PR #997, opened 2025-04-08
Set prefix attribute in Oban start handler

tfwright:
Just throwing this out there to see if something like this makes sense to add.

I have a multi tenant application that uses an independent Oban instance for each tenant, identified by the `prefix` value in the config. 

In order to include this information in appsignal data, I have needed to manually copy the value into the metadata. By setting it here, it can be automatically included for all jobs.

### DIFF
--- a/lib/appsignal/oban.ex
+++ b/lib/appsignal/oban.ex
@@ -70,6 +70,14 @@ defmodule Appsignal.Oban do
     |> @span.set_attribute("worker", to_string(worker))
     |> @span.set_attribute("appsignal:category", "job.oban")
 
+    # The `:conf` metadata key was added in Oban v2.4.0
+    conf = metadata[:conf]
+
+    if conf && conf.prefix do
+      @span.set_attribute(span, "prefix", to_string(conf.prefix))
+    end
+
+
     # The `:job` metadata key was added in Oban v2.3.1.
     job = metadata[:job]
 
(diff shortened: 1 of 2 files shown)


unflxw:
Hi @tfwright, thank you for your contribution! This seems like a very reasonable suggestion.

The changes in this PR need to be amended so that this specific scenario (the presence of the `conf` key) is tested in the Oban unit tests, as well as its absence.

They also need to account for the possibility that `conf.prefix` isn't present, because no prefix has been set. Depending on the version in which `conf` was added to the metadata, it might need to account for `conf` itself not being present in the metadata as well -- see how this is scenario is handled for the `:job` key: https://github.com/appsignal/appsignal-elixir/blob/807d2b1e2aaab2680e187288fd07649feaebf652/lib/appsignal/oban.ex#L73-L82

tfwright:
@unflxw thanks for the feedback.

I made the addition conditional and added a test trying to match the existing style of the version specific feature tests.

tfwright:
Oof, I was hoping to get away with configuring a local env to test this 😬 

I guess I'll give it one more shot

unflxw:
Don't worry @tfwright! I'm happy to ship it from here if you'd rather 😅

unflxw:
Apologies for the delay @tfwright! Continuing work on #1001. Closing.

PR #1000, opened 2025-04-25
Remove redundant cron check-in pairs

unflxw:
See https://github.com/appsignal/appsignal-ruby/pull/1407 for context. This commit reimplements that in Elixir.

Before submitting a batch of cron check-in events, check for any pairs of events that are redundant with other pairs of cron check-in events. This would happen, for example, when running a `cron` block for a given identifier many times in quick succession.

A redundant pair of cron check-in events is a pair of start and finish cron check-in events for a given identifier, given that another pair of start and finish check-in events exists for that identifier.

### DIFF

→ What the exercise asks
Take the line that contains "A redundant pair" and each line after it through the end of the records, and repeat them all exactly. Nothing else.

→ Response below
A redundant pair of cron check-in events is a pair of start and finish cron check-in events for a given identifier, given that another pair of start and finish check-in events exists for that identifier.

### DIFF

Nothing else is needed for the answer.